Un petit texte, venu de je ne sais où, une idée qui passe en voyant 2 lions allongés côte à côte, certainement dans un documentaire animalier... et de quoi pourraient-ils bien parler ?

Alors voilà "Chroniques de la jungle"... avec un s à chroniques, certainement une idée d'en écrire d'autres, il faut juste que je croise l'idée...

   

   La savane, soleil couchant, baignant les herbes séchées de cette teinte  rouge unique. Chaleur qui lentement diminue, après une écrasante journée... Au loin dans le village  des hommes, on entend le tam-tam, régulier, et les chants, envoûtants... Ils vont encore danser une partie de la nuit, célébrant on ne sait quelle fête, mariage, naissance, moisson, passage à l'âge adulte... Cela importait peu.

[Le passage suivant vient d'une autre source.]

PR #1316, opened 2022-12-06
fix: Confirm component styling

DafyddLlyr:
## What does this PR do?
 - Consistently styles the `Confirm` component, specifically `SuggestionDrawer`
   - Use PlanX checkboxes, not plain MUI checkboxes
   - Use `MoreInfo` side panel, not plain MUI drawer
   - Update component to Emotion CSS engine
- Fix bug introduced in #1220 which throws an error in the console when opening the `MoreInfo` component

## Also...
This form never submits (and never has...?) 👀 Once #1284 is tested and merged I'll come back and wire this up

|Before|After|
|---|---|
|image|image|

### DIFF
--- a/editor.planx.uk/src/@planx/components/shared/Preview/MoreInfo.tsx
+++ b/editor.planx.uk/src/@planx/components/shared/Preview/MoreInfo.tsx
@@ -14,33 +14,33 @@ interface StyledDrawerProps extends DrawerProps {
   drawerWidth: number;
 }
 
-const Root = styled(Drawer)<StyledDrawerProps>(
-  ({ theme, drawerWidth, open }) => ({
+const Root = styled(Drawer, {
+  shouldForwardProp: (prop) => prop !== "drawerWidth",
+})<StyledDrawerProps>(({ theme, drawerWidth, open }) => ({
+  width: drawerWidth,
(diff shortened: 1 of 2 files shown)


editor.planx.uk/src/@planx/components/shared/Preview/MoreInfo.tsx
```diff
@@ -14,33 +14,33 @@ interface StyledDrawerProps extends DrawerProps {
   drawerWidth: number;
 }
 
-const Root = styled(Drawer)<StyledDrawerProps>(
-  ({ theme, drawerWidth, open }) => ({
+const Root = styled(Drawer, {
+  shouldForwardProp: (prop) => prop !== "drawerWidth",
```
DafyddLlyr, line 18: Passing the prop `drawerWidth` into the styled `Root` component (line 66) automatically passes it down to the MUI Drawer component, which does not recognise the prop and throws an error in the console.

`shouldForwardProp` allows us to specify that we should not forward `drawerWidth` along to the underlying component.

Docs: https://mui.com/system/styled/#styled-component-options-styles-component

jessicamcinchak (approved):
thanks for spotting this one !

PR #1320, opened 2022-12-08
fix(public): add missing doncaster domain config

gunar:
Fixes bug reported here:

https://opensystemslab.slack.com/archives/C5Q59R3HB/p1670506544605919?thread_ts=1670500507.687649&cid=C5Q59R3HB

### DIFF
--- a/editor.planx.uk/src/routes/utils.ts
+++ b/editor.planx.uk/src/routes/utils.ts
@@ -55,6 +55,7 @@ const PREVIEW_ONLY_DOMAINS = [
   "planningservices.buckinghamshire.gov.uk",
   "planningservices.lambeth.gov.uk",
   "planningservices.southwark.gov.uk",
+  "planningservices.doncaster.gov.uk",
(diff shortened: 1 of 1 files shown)


editor.planx.uk/src/routes/utils.ts
```diff
@@ -55,6 +55,7 @@ const PREVIEW_ONLY_DOMAINS = [
   "planningservices.buckinghamshire.gov.uk",
   "planningservices.lambeth.gov.uk",
   "planningservices.southwark.gov.uk",
+  "planningservices.doncaster.gov.uk",
```
DafyddLlyr, line 58: nit: Could we also drop "1036.planx.pizza" from this list now?

DafyddLlyr (approved):
Thanks for picking up and identifying so quickly 👍 

I'll add a step to the `README.md` on https://github.com/theopensystemslab/planx-team-onboarding to capture this step.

Allongés sous un arbre au feuillage diffus, 2 lions, des grands mâles...
- tu as prévu quelque chose toi, ce soir ?
- oui, je vais certainement aller chasser avec les femelles, histoire de montrer de que le roi est toujours vivant...
- chasser... quel courage
- oui, enfin façon de parler... en fait, je me mets sur un endroit surélevé d'où elles pourront me voir, j'attends qu'elles rabattent une ou deux gazelles et quand la table est mise, je débarque. Ca les impressionne toujours, et même ça les motive, elles veulent toutes briller devant moi, ça leur met le moral au beau fixe... après, je sais qu'il y en a deux en chaleur en ce moment, alors je pense que je vais aller perpétuer l'espèce...
Clin d'oeil à son compagnon, mais celui-ci ne semble même pas relever la remarque égrillarde
- tu m'as l'air tout chose toi en ce moment, tu as des problèmes avec tes femelles ?

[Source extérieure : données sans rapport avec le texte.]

PR #1323, opened 2022-12-09
test: Save and return e2e tests

ghost:
This patch adds a simple save and return suite and some utilities for writing further e2e tests.

### DIFF
--- a/.github/workflows/end-to-end-tests.yml
+++ b/.github/workflows/end-to-end-tests.yml
@@ -47,9 +47,9 @@ jobs:
         working-directory: e2e
       - name: Install Playwright Browsers
         run: pnpm playwright install --with-deps
+        working-directory: e2e
       - name: Start test containers
         run: ./scripts/start-containers-for-tests.sh
-        working-directory: e2e
       - name: Playwright Tests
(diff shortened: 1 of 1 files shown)


DafyddLlyr (approved):
This is great! 

Not taken a super close look at the two previous Playwright PRs but it was good to do a deep dive here and get my head around it - this approach looks solid to me. Tests are clear and concise, and the modular approach (`returnToSession`, `saveSession`) works well - having these building blocks is going to be helpful going forward.

Added a small commit to fix the CI issues which seems to have done the job 👌 

One hanging question about `scripts/start-containers-for-tests.sh` - that can get addressed here if you'd like or in another PR (iterating on GitHub actions is generally a lot easier once it's onto `main` as you can trigger it as and when you want).

e2e/playwright/context.ts
```diff
@@ -188,25 +188,16 @@ export interface InitialContext {
   };
 }
 
-export interface Context {
+type Context = InitialContext & {
```
DafyddLlyr, line 191: 👌

DafyddLlyr (approved):

PR #1325, opened 2022-12-12
feat: Data sanitation cron job

DafyddLlyr:
## What does this PR do?

* Sets up a cron job on Hasura which runs nightly and hits the `/webhooks/hasura/sanitise-application-data` endpoint
* This endpoint iterates over a series of operations identified [on the Trello ticket](https://trello.com/c/FlGxMbps/2078-data-retention-create-single-scheduled-task-to-purge-application-data-at-set-time-interval)
* These operations sanitise (redact) sensitive data from the identified tables
  * This preserves stats (e.g. number of `uniform_applications` since XXX) and some debugging ability in place which dropping records would not allow
  * See note of foreign keys - this is worth addressing I think
  * Hasura events logs are of little value, and are just dropped

## To test
* Create some records on the Pizza, and modify their `created_at` values to be longer than 6 months ago
* Manually call the `/webhooks/hasura/sanitise-application-data` endpoint, using the correct auth headers


hasura.planx.uk/migrations/1670838102095_add_sanitised_at_columns/up.sql
```diff
@@ -0,0 +1,14 @@
...
+COMMENT ON COLUMN "public"."session_backups"."sanitised_at" IS E'Records if a record has been sanitised of personal data ';
+
+alter table "public"."uniform_applications" add column "sanitised_at" timestamptz null;
+COMMENT ON COLUMN "public"."uniform_applications"."sanitised_at" IS E'Records if a record has been sanitised of personal data ';
+
+alter table "public"."bops_applications" add column "sanitised_at" timestamptz null;
+COMMENT ON COLUMN "public"."bops_applications"."sanitised_at" IS E'Records if a record has been sanitised of personal data ';
+
+alter table "public"."reconciliation_requests" add column "sanitised_at" timestamptz null;
+COMMENT ON COLUMN "public"."reconciliation_requests"."sanitised_at" IS E'Records if a record has been sanitised of personal data ';
```
DafyddLlyr, line 14: I'm not massively keen on this approach - I think we had a foreign key set up on these audit tables from `lowcal_sessions.id` we could avoid having `sanitised_at` columns across audit tables. 

This would have the added benefit of deleting these audit records 6 months from when the session has expired / been submitted, as opposed to 6 months from when the audit record was created which is not the same thing.

This PR is already bigger than I'd like though so I'd be happy to take this on as a separate task if we think it's worthwhile to tackle.

DafyddLlyr:
[Data retention - create single scheduled task to purge application data at set time interval](https://trello.com/c/FlGxMbps/2078-data-retention-create-single-scheduled-task-to-purge-application-data-at-set-time-interval)

hasura.planx.uk/migrations/1670838102095_add_sanitised_at_columns/up.sql
```diff
@@ -0,0 +1,14 @@
...
+COMMENT ON COLUMN "public"."session_backups"."sanitised_at" IS E'Tracks if personal data has been sanitised from record';
+
+alter table "public"."uniform_applications" add column "sanitised_at" timestamptz null;
+COMMENT ON COLUMN "public"."uniform_applications"."sanitised_at" IS E'Tracks if personal data has been sanitised from record';
+
+alter table "public"."bops_applications" add column "sanitised_at" timestamptz null;
+COMMENT ON COLUMN "public"."bops_applications"."sanitised_at" IS E'Tracks if personal data has been sanitised from record';
+
+alter table "public"."reconciliation_requests" add column "sanitised_at" timestamptz null;
+COMMENT ON COLUMN "public"."reconciliation_requests"."sanitised_at" IS E'Tracks if personal data has been sanitised from record';
```
DafyddLlyr, line 14: I'm not massively keen on this approach - I think we had a foreign key set up on these audit tables from lowcal_sessions.id we could avoid having sanitised_at columns across audit tables.

This would have the added benefit of deleting these audit records 6 months from when the session has expired / been submitted, as opposed to 6 months from when the audit record was created which is not the same thing.

This PR is already bigger than I'd like though so I'd be happy to take this on as a separate task if we think it's worthwhile to tackle.

jessicamcinchak: I don't think there's any case against foreign keys! Agree it would help simplify this and mean we don't require adding a `sanitised_at` to each individual audit table.

api.planx.uk/webhooks/sanitiseApplicationData/index.ts
```diff
@@ -0,0 +1,46 @@
...
+  try {
+    results = await Promise.all(operations.map(operationHandler));
+  } catch (error) {
+    // Unhandled error, flag with Airbrake
+    return next({
+      error,
+      message: `Failed to sanitise application data. ${(error as Error).message}`,
+    });
+  }
+  await postToSlack(results);
```
jessicamcinchak, line 27: Is there value in posting the successes to Slack in this case, or do we really just care about visiblity of failed CRON jobs? I totally understand the little confidence boost that comes from an affirmative notification and am fine with both at first, but imagine it may start to feel noisy quick.

api.planx.uk/webhooks/sanitiseApplicationData/index.ts
```diff
@@ -0,0 +1,46 @@
...
+  
+  const operationFailed = results.find(result => result.status === "failure");
+  if (operationFailed) res.status(500)
+  return res.json(results);
+};
+
+const postToSlack = async (results: OperationResult[]) => {
+  const slack = SlackNotify(process.env.SLACK_WEBHOOK_URL!);
```
jessicamcinchak, line 35: :+1: nice we can re-use same webhook here as #planx-notifications and not have to manage extra tokens

api.planx.uk/webhooks/sanitiseApplicationData/operations.ts
```diff
@@ -0,0 +1,214 @@
...
+      errorMessage: (error as Error).message,
+    }
+  };
+
+  return operationResult;
+}
+
+export const sanitiseLowcalSessions: Operation = async () => {
+  const mutation = gql`
+    mutation SanitiseLowcalSessions($retentionPeriod: timestamptz) {
```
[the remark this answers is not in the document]
jessicamcinchak: I'm also interested in this question! Related to prior comment about sanitising after a week and hard-deleting after 6 months. 

I think we could communicate this policy as:
- We have anonymous analytics for a service over _all time_
- We have fine-grained save&return/reconciliation/submission analytics _per session_ for the _last six months_
  - Eg anonymous analytics could tell you an app was submitted/reached Confirmation page, but fine-grained audit tables could tell you _where_ it was submitted to. I think the latter is perhaps still more a function of troubleshooting anyways rather than full service stats since Send destinations don't change frequently. 

Probably one for Alastair & partners to help confirm!

api.planx.uk/webhooks/sanitiseApplicationData/operations.ts
```diff
@@ -0,0 +1,214 @@
...
+  );
+  return result;
+};
+
+export const sanitiseSessionBackups: Operation = async () => {
+  const mutation = gql`
+    mutation SanitiseSessionBackups($retentionPeriod: timestamptz) {
+      update_session_backups(
+        _set: {
+          flow_data: null
```
jessicamcinchak, line 90: nit: I wonder if rather than `null` or `{}` we could do populate flow_data with something like `_SANITISED_` here? Similar to how you can find `_REMOVED_` in `users` table currently? But I recognize that may make less sense/not be possible with a JSONB data type the same as a text field.

jessicamcinchak (commented):
Thanks for this! Code and functionality looks good to me, but definitely got me thinking about a few new questions around what our retention is/should actually be in practice

api.planx.uk/webhooks/sanitiseApplicationData/operations.ts
jessicamcinchak: noticed a new detail here today related to this: replacing users.email with `_REMOVED_` isn't actually sustainable because there's a unique constraint :see_no_evil: so scratch my `_SANITISED_` suggestion here and let's just aim for consistent soft delete processes / date fields :white_check_mark:

hasura.planx.uk/migrations/1670838102095_add_sanitised_at_columns/up.sql
DafyddLlyr: Perfect - I'll look at picking this up as a separate task.

api.planx.uk/saveAndReturn/utils.ts
```diff
@@ -210,7 +210,7 @@ const getPersonalisation = (
 
 /**
  * Mark a lowcal_session record as deleted
- * Sessions older than a week cleaned up nightly by cron job delete_expired_sessions on Hasura
+ * Sessions older than 6 months cleaned up nightly by cron job sanitise_application_data on Hasura
```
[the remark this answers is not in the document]
DafyddLlyr: Yeah this is true - it is more lenient than what we currently have. Due to this and related questions I opened https://github.com/theopensystemslab/planx-new/pull/1354 so we can separate the actual policy from the implementation.

Once we get sign off from Alastair (and partners?) there, I'll make any changes needed here.

api.planx.uk/webhooks/sanitiseApplicationData/index.ts
DafyddLlyr: You're bang on the money here - we really don't want Slack post from every PR, plus staging and prod each night...! I'll change this to only post failures, and just manually check it for the first couple of days after it's merged 👍

api.planx.uk/webhooks/sanitiseApplicationData/operations.ts
DafyddLlyr: Yeah this was my first idea and I hit this exact issue with emails also! 

I also considered something `{ "data": "**REDACTED**" }` for all JSONB column - I figured it might be visually helpful but in reality being able to easily query join to `flows` and then checking `sanitised_at IS NOT NULL`  / `sanitised_at IS NULL` is what I think would prove most helpful.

Au loin dans le village en fête, le rythme change... le lion songeur s'imagine les couples de jeunes villageois, quittant discrètement la fête pour se retrouver dans les herbes hautes… tous l’ont fait au moins une fois, et quand les parents voient les enfants disparaître au cœur de la fête, ils ne s’inquiètent pas trop et sourient en pensant au passé plutôt que de s’inquiéter en pensant aux lions… lui se souvenait d’un soir, quand il était jeune lionceau et qu’il s’entraînait à la chasse en coursant les rongeurs dans les champs. Il avait là surpris un couple et, tapi dans les herbes hautes, avait assisté à leur accouplement : étrange espèce qui s’accouple en face à face, les yeux dans les yeux. Comment font les mâles pour mordre la nuque de leur partenaire ? Comment ressentent-ils les frémissement qui parcourent leur échine dorsales… beaucoup de questions restées sans réponse...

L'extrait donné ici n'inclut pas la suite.